# Actualisation



## stephy2 (30 Septembre 2022)

Bonjour,
Quand les parents font leur déclaration, celle-ci apparait bien dans notre espace Pajemploi environ 2 jours après ??
Car une maman m'a dit qu'elle l'avait fait en début de semaine et je ne vois toujours rien!! A-t-on un moyen de vérifier si cela a été fait ou pas ? Merci.


----------



## assmatzam (30 Septembre 2022)

Elle est visible immédiatement 
Et vous pouvez l'imprimer 24 à 48 heures après


----------



## assmatzam (30 Septembre 2022)

Si vous le la voyez pas c'est quelle n'a pas été validée
Et que le parent vous raconte des cracks


----------



## papillon (30 Septembre 2022)

Bonjour

regardez si c'est en cours de traitement
mais en principe oui 2 jours après voire moins, on peut l'imprimer
ou alors elle pense l'avoir validée et ne l'a pas fait !


----------



## stephy2 (30 Septembre 2022)

Merci à vous. Effectivement rien de visible encore et même rien "en cours de traitement" comme j'ai déjà vu!
J'ai envoyé un message pour lui dire de vérifier si la déclaration était bien validée! Attendons..... J'espère qu'elle me raconte pas des cracks...!


----------



## Nanou91 (30 Septembre 2022)

Coucou @assmatzam 
j'ai 2 contrats qui vont se finir en octobre (les 2 dépannages).
J'ai préparé tous les papiers car je préfère avoir un regard sur ce qui sera rempli.
Quand les PE feront la dernière déclaration à partir du 25 Octobre, ils vont déclarer qu'il y a une fin de contrat.
Du coup ça va ouvrir des lignes supplémentaires pour le dernier salaire net, le montant de l'ICCP, de l'indemnité de rupture, etc.

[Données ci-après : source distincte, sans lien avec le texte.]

PR #1997, opened 2019-09-18
Implement support for Clear Linux

florinpapa:
This diff implements support for Clear Linux (`--os_type=clear`) in PerfKitBenchmarker.

I have tested this with sample_benchmark, by adding the following lines in `perfkitbenchmarker/linux_benchmarks/sample_benchmark.py`, after the BENCHMARK_DATA dict:
```
BENCHMARK_DATA_URL = {
    'preprovisioned_data.txt':
        'https://github.com/florinpapa/preprovisioned_data/raw/master/preprovisioned_data.txt'}
```
Then, I used this command to run the benchmark:
```
./pkb.py --cloud=AWS --benchmarks=sample --image=ami-0e6e70a1c30534bd2 --os_type=clear --machine_type=m5.4xlarge --zone=us-west-2a
```

### DIFF
--- a/CHANGES.next.md
+++ b/CHANGES.next.md
@@ -133,6 +133,7 @@
 - Added a benchmark to run spark application on a cluster that computes an approximation to pi.
 - Added a benchmark to run spark io workload on a cluster that provisions a database and queries it.
 - Added flag --record_lscpu=True to record lscpu data as its own metric "lscpu"
+- Added support for the Clear Linux OS type for AWS and static VMs (e.g. --os-type=clear)
 - Added flag --aws_placement_group_style to allow different AWS placement groups options for ec2 VM benchmarks.
 
 ### Enhancements:
--- a/perfkitbenchmarker/linux_virtual_machine.py
+++ b/perfkitbenchmarker/linux_virtual_machine.py
@@ -315,8 +315,7 @@ class BaseLinuxMixin(virtual_machine.BaseOsMixin):
       if self.is_static:
         self.SnapshotPackages()
       self.SetupPackageManager()
-      if (self.OS_TYPE != 'clear'):
-        self.InstallPackages('python')
+      self.Install('python')
     self.SetFiles()
     self.DoSysctls()
     self._DoAppendKernelCommandLine()
@@ -461,19 +460,19 @@ class BaseLinuxMixin(virtual_machine.BaseOsMixin):
       self._lscpu_cache = LsCpuResults(lscpu)
     return self._lscpu_cache
 
+  def GetOsInfo(self):
+    """Returns information regarding OS type and version"""
+    self.Install('lsb_release')
+    stdout, _ = self.RemoteCommand('lsb_release -d')
+    return regex_util.ExtractGroup(LSB_DESCRIPTION_REGEXP, stdout)
+
   @property
   def os_info(self):
     """Get distribution-specific information."""
     if self.os_metadata.get('os_info'):
       return self.os_metadata['os_info']
     else:
-      if (self.OS_TYPE == 'clear'):
-        stdout, _ = self.RemoteCommand('swupd info | grep Installed')
-        return "Clear Linux build: {0}".format(regex_util.ExtractGroup(CLEAR_BUILD_REGEXP, stdout))
-      else:
-        self.Install('lsb_release')
-        stdout, _ = self.RemoteCommand('lsb_release -d')
-        return regex_util.ExtractGroup(LSB_DESCRIPTION_REGEXP, stdout)
+      return self.GetOsInfo()
 
   @property
   def kernel_release(self):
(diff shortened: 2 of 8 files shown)


perfkitbenchmarker/linux_virtual_machine.py
```diff
@@ -314,7 +315,8 @@ def PrepareVMEnvironment(self):
       if self.is_static:
         self.SnapshotPackages()
       self.SetupPackageManager()
-      self.InstallPackages('python')
+      if (self.OS_TYPE != 'clear'):
+        self.InstallPackages('python')
```
s-deitz: I think it would be nicer to add a SwupdInstall in linux_packages/python. Even if it is unimplemented and simply logs a warning.

We do need this for most benchmarks. Is there a reason we can't install Python for Clear, or is this just left for future work. Leaving it for future work is fine.

perfkitbenchmarker/linux_virtual_machine.py
```diff
@@ -465,9 +467,13 @@ def os_info(self):
     if self.os_metadata.get('os_info'):
       return self.os_metadata['os_info']
     else:
-      self.Install('lsb_release')
-      stdout, _ = self.RemoteCommand('lsb_release -d')
-      return regex_util.ExtractGroup(LSB_DESCRIPTION_REGEXP, stdout)
+      if (self.OS_TYPE == 'clear'):
```
s-deitz: minor: You shouldn't need the parentheses here.

perfkitbenchmarker/linux_virtual_machine.py
```diff
@@ -465,9 +467,13 @@ def os_info(self):
...
+        stdout, _ = self.RemoteCommand('swupd info | grep Installed')
```
s-deitz: Let's call a method GetOsInfo that installs and runs lsb_release. Then we can override this in the Mixin class for Linux Clear.

perfkitbenchmarker/linux_virtual_machine.py
```diff
@@ -1091,6 +1097,97 @@ def _DoAppendKernelCommandLine(self):
...
+
+  def GetPathToConfig(self, package_name):
+    """Returns the path to the config file for PerfKit packages.
+
+    This function is mostly useful when config files locations
+    don't match across distributions (such as mysql). Packages don't
+    need to implement it if this is not the case.
+    """
+    package = linux_packages.PACKAGES[package_name]
+    return package.YumGetPathToConfig(self)
```
s-deitz: Is there any reason this uses YumGetPathToConfig, or should we add something like a SwupdGetPathToConfig?

CHANGES.next.md
```diff
@@ -133,6 +133,7 @@
 - Added a benchmark to run spark application on a cluster that computes an approximation to pi.
 - Added a benchmark to run spark io workload on a cluster that provisions a database and queries it.
 - Added flag --record_lscpu=True to record lscpu data as its own metric "lscpu"
+- Added support for the Clear Linux OS type (e.g. --os-type=clear)
```
s-deitz: To note what is supported, add "for AWS and static VMs."

perfkitbenchmarker/linux_virtual_machine.py
florinpapa: @s-deitz done. Changed with `self.Install('python')` here. Also added `Swupdinstall` to linux_packages/python and the `python` package to `AptInstall`, so that the behavior remains the same as before.

perfkitbenchmarker/linux_virtual_machine.py
florinpapa: @s-deitz good catch. No, there was no reason for that to be there. Changed with Swupd.

florinpapa:
@s-deitz thank you for the feedback. Please see the new changes.

perfkitbenchmarker/linux_virtual_machine.py
```diff
@@ -314,7 +315,7 @@ def PrepareVMEnvironment(self):
       if self.is_static:
         self.SnapshotPackages()
       self.SetupPackageManager()
-      self.InstallPackages('python')
+      self.Install('python')
```
s-deitz: With this change, we may not install the 'python' package through YumInstall, if I've followed the code through. I think this may be okay since we will install a version of Python. To be safe, we may want to add python to the YumInstall alongside the AptInstall.

florinpapa: I added "python" to YumInstall alongside what is retrieved by getattr, to be consistent with Apt. I am not adding anything in the situation that getattr returns exactly "python".

perfkitbenchmarker/linux_virtual_machine.py
```diff
@@ -1091,6 +1096,101 @@ def _DoAppendKernelCommandLine(self):
...
+    """Returns the service name of a PerfKit package.
+
+    This function is mostly useful when service names don't
+    match across distributions (such as mongodb). Packages don't
+    need to implement it if this is not the case.
+    """
+    package = linux_packages.PACKAGES[package_name]
+    return package.SwupdGetServiceName(self)
+
+  def GetOsInfo(self):
```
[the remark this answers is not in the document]
florinpapa: @s-deitz good point, thanks for the suggestion. I have added the comment for GetOsInfo and have simplified a few of the other comments.

florinpapa:
@s-deitz implemented your latest feedback and rebased. Please take a look.

s-deitz:
Merged. Thanks.

PR #2001, opened 2019-09-20
Update .travis.yml and requirements.txt for Python 3

bvliu:
Edit travis.yml so that it runs tests for Python 3.6.


bvliu:
Tox failing "flake8" when running locally in a virtualenv with py36 but not with py27 - going to do more investigating.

MAIS.... à quel moment on leur demande s'ils veulent que PAJEMPLOI génère les documents de fin de contrat, notamment l'attestation Employeur pour POLE EMPLOI ? Est-ce qu'on peut refuser cette étape, si oui quelle manip faire ?

Merci


----------



## Griselda (30 Septembre 2022)

Il est possible qu'elle ait oublié de cliquer sur "valider".
Perso il ne se passe pas plus de quelques heures pour voir apparaitre que le PE a fait la déclaration et que mon BS est en cours de traitement.
Donc si en allant dans ton compte salariée PAJE ça n'apparait pas tout en haut comme "en attente de traitement" c'est que ça n'a pas été validé.
Dans ce cas demande lui de retourner sur le site pour verifier tout ça.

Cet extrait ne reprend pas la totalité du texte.